I'm using the new syntax to comply with RxJS 6 pipe(). Also using Angular 6. I have a service that handles http requests, and it pipes map and catchError to display a toast in case of connection error. Nevertheless, If I add catchError I get in console You provided 'undefined' where a stream was expected. You can provide an Observable, Promise, Array, or Iterable.
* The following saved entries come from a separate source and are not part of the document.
PR #2575, opened 2022-03-13
[MSYS2] Fixed MSYS2 dependencies

ice0:
Ninja is required to build MLT
Packages reordered alphabetically
Removed cairomm and pango packages
Added harfbuzz package


1-setup-windows-msys2.sh
```diff
@@ -28,25 +28,26 @@ libtool \
 make \
 patch \
 tar \
-$MINGW_PACKAGE_PREFIX-gcc \
+$MINGW_PACKAGE_PREFIX-boost \
+$MINGW_PACKAGE_PREFIX-cairomm \
```
rodolforg, line 32: There is no need of explicit `cairomm` anymore :)

1-setup-windows-msys2.sh
```diff
@@ -28,25 +28,26 @@ libtool \
...
+$MINGW_PACKAGE_PREFIX-libltdl \
+$MINGW_PACKAGE_PREFIX-libmng \
 $MINGW_PACKAGE_PREFIX-libxml++2.6 \
-$MINGW_PACKAGE_PREFIX-pango \
-$MINGW_PACKAGE_PREFIX-gtkmm3 \
+$MINGW_PACKAGE_PREFIX-make \
+$MINGW_PACKAGE_PREFIX-ninja \
 $MINGW_PACKAGE_PREFIX-openexr \
-$MINGW_PACKAGE_PREFIX-libmng
+$MINGW_PACKAGE_PREFIX-pango \
```
rodolforg, line 48: There is no need of explicit `pango`

1-setup-windows-msys2.sh
```diff
@@ -28,25 +28,26 @@ libtool \
...
+$MINGW_PACKAGE_PREFIX-pkgconf \
+$MINGW_PACKAGE_PREFIX-SDL2
```
rodolforg, line 50: As far as I know, the only reason we depend on SDL2 is `melt` of `mlt`.
Since we don't use `'melt`, is there a way to avoid building it to avoid SDL2 dependency?

1-setup-windows-msys2.sh
ice0: Done

1-setup-windows-msys2.sh
ice0: Done

1-setup-windows-msys2.sh
ice0: I will check it.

  getDataHttpRequest(url, returnType) {
    return this.http.get(url, this.getRequestOptions())
    .pipe(
      map((response) => {

        if(response){

        if (returnType === 'object') {
          return response[0] == undefined ? response : response[0];
        } else {
          return response;
        }

      }
      }),
      catchError((error):any => {

      if(error instanceof HttpErrorResponse && error.status === 0){
        //no connection error(either user has no connection or the server is down)
       this.toastr.error('Chequee su conexión e intente de nuevo en unos momentos. Contáctenos para reportar el problema a <a href="mailto:[email protected]">[email protected]</a>',"Error de Conexión",{tapToDismiss:true, disableTimeOut: true});
      }
       throwError(`Connection Error: ${error}`);
      })


    );

  }

If I remove the catchError function the errors disappear in console, so that is the breaking piece of code. Any ideas on what could be wrong?

like image 629
Juan Avatar asked Dec 24 '22 06:12

Juan


1 Answers

The callback for catchError needs to return an Observable (it might throw an exception that will be converted to error as well I think).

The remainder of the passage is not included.